-- SOURCE MATERIAL follows --

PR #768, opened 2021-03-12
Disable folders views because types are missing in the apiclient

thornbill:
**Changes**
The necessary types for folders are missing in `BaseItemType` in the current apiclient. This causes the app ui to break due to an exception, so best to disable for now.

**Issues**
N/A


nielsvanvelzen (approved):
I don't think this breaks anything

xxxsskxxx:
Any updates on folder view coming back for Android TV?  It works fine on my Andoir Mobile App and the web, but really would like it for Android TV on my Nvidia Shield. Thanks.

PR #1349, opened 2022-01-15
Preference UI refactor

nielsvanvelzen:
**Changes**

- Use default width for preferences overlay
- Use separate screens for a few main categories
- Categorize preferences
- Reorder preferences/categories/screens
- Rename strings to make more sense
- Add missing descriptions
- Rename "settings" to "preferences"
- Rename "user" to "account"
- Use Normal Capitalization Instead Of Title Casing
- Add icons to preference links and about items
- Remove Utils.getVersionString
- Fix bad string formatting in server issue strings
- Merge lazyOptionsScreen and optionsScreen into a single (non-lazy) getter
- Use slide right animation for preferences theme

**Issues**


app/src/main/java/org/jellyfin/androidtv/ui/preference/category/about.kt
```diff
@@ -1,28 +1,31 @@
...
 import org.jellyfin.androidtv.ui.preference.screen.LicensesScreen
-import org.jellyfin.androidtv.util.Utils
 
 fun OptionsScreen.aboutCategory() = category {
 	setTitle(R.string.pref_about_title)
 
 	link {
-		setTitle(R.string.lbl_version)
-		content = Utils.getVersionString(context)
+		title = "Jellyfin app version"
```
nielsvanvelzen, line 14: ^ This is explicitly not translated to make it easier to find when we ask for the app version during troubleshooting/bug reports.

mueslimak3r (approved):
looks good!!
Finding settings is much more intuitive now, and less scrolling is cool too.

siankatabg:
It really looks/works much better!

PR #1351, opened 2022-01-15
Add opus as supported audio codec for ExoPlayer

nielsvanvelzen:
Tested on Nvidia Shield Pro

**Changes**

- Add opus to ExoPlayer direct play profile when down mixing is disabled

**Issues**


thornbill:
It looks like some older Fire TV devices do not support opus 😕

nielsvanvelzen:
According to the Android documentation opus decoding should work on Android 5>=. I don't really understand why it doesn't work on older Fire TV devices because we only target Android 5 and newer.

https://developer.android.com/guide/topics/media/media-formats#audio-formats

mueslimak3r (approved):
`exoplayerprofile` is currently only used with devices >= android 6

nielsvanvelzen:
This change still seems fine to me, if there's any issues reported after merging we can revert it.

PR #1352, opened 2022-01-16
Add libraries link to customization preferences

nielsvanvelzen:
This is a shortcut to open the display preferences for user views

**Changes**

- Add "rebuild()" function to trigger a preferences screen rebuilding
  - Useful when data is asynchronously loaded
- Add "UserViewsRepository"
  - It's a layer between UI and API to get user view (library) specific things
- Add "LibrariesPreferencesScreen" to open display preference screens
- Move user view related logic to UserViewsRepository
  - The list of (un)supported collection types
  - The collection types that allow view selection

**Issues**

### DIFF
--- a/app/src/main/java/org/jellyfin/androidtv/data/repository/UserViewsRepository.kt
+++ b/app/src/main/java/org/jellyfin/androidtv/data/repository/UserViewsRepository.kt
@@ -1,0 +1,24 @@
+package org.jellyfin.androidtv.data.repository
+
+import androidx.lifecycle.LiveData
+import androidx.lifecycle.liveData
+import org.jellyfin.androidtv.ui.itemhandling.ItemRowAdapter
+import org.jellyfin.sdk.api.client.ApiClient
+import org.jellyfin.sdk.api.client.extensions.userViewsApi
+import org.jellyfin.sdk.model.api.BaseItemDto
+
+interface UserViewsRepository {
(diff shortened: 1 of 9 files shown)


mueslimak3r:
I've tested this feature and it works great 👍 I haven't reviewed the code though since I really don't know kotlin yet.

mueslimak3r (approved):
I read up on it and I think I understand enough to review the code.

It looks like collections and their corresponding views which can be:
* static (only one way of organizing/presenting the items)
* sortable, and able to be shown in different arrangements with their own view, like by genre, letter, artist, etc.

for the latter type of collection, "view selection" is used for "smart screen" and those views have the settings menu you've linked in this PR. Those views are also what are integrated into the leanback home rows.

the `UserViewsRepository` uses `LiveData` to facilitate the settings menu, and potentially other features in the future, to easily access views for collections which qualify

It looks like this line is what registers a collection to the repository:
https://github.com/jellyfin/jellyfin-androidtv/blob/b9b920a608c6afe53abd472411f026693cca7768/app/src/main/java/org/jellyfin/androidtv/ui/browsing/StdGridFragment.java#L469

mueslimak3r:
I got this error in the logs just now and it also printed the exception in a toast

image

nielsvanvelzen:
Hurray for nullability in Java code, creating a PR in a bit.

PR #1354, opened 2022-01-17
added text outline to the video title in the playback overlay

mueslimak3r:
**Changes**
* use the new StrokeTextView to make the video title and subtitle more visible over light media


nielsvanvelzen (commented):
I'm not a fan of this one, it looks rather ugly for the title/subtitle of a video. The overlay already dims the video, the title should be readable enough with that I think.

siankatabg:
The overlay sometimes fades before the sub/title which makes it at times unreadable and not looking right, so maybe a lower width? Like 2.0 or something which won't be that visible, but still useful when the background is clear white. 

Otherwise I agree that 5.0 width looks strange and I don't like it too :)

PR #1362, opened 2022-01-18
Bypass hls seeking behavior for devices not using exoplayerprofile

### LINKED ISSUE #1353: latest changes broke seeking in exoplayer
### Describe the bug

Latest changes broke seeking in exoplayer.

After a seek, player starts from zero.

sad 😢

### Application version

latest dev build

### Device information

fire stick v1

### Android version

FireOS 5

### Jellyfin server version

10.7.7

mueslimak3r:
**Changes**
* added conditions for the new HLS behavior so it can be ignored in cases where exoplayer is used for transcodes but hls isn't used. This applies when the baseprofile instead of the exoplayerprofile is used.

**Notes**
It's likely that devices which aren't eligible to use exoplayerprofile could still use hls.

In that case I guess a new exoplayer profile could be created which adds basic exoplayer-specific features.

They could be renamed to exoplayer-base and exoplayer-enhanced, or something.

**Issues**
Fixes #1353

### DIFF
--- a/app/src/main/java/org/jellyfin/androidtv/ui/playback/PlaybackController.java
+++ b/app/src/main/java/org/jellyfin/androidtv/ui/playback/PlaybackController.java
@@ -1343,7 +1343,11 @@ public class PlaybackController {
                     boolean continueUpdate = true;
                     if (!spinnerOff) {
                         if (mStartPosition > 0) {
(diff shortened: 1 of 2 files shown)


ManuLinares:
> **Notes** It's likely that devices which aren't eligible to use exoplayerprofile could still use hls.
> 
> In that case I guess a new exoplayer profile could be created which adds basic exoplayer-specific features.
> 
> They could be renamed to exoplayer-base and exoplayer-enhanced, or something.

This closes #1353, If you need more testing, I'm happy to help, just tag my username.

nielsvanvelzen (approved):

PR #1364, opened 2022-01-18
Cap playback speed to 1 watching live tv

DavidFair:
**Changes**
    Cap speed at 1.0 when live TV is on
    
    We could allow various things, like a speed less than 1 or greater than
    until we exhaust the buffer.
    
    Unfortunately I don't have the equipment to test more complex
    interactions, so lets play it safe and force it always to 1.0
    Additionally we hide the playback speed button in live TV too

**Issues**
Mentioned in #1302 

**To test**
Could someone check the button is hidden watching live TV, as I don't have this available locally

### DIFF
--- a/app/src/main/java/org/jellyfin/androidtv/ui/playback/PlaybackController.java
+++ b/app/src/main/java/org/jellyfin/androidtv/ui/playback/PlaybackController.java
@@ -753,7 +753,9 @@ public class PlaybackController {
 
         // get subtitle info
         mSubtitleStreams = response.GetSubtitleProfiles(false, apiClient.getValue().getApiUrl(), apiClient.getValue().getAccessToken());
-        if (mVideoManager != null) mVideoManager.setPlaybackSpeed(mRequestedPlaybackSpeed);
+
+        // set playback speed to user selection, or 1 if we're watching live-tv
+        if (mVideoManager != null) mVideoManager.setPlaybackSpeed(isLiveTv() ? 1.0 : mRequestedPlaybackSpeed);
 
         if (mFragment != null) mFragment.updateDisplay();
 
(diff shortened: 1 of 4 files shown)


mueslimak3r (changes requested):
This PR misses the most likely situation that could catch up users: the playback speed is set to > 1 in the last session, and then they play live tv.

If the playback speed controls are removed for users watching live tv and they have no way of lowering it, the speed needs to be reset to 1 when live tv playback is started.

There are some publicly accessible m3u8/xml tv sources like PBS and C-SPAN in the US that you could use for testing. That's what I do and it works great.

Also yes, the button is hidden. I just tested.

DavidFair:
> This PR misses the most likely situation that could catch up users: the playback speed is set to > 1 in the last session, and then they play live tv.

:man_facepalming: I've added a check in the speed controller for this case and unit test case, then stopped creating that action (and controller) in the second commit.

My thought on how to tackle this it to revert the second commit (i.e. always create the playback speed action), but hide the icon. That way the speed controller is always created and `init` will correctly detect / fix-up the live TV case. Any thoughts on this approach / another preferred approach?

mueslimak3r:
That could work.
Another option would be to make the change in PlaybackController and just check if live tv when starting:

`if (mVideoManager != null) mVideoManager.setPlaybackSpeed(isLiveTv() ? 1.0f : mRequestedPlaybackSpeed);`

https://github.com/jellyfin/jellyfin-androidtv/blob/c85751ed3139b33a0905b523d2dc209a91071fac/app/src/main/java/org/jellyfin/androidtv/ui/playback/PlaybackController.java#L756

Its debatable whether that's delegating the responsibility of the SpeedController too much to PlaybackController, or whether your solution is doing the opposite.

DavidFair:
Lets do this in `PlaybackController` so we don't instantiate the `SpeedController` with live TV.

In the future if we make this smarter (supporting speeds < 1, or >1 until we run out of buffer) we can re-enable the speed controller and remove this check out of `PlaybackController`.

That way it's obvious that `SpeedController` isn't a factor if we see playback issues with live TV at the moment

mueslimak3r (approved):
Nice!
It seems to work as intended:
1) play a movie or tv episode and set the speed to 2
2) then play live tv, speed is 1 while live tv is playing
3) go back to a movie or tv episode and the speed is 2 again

-- SOURCE MATERIAL concluded --

[THE TASK]: Collect the lines of the records that include the string "until".

[OUTPUT FOR THIS TASK]:
    until we exhaust the buffer.
In the future if we make this smarter (supporting speeds < 1, or >1 until we run out of buffer) we can re-enable the speed controller and remove this check out of `PlaybackController`.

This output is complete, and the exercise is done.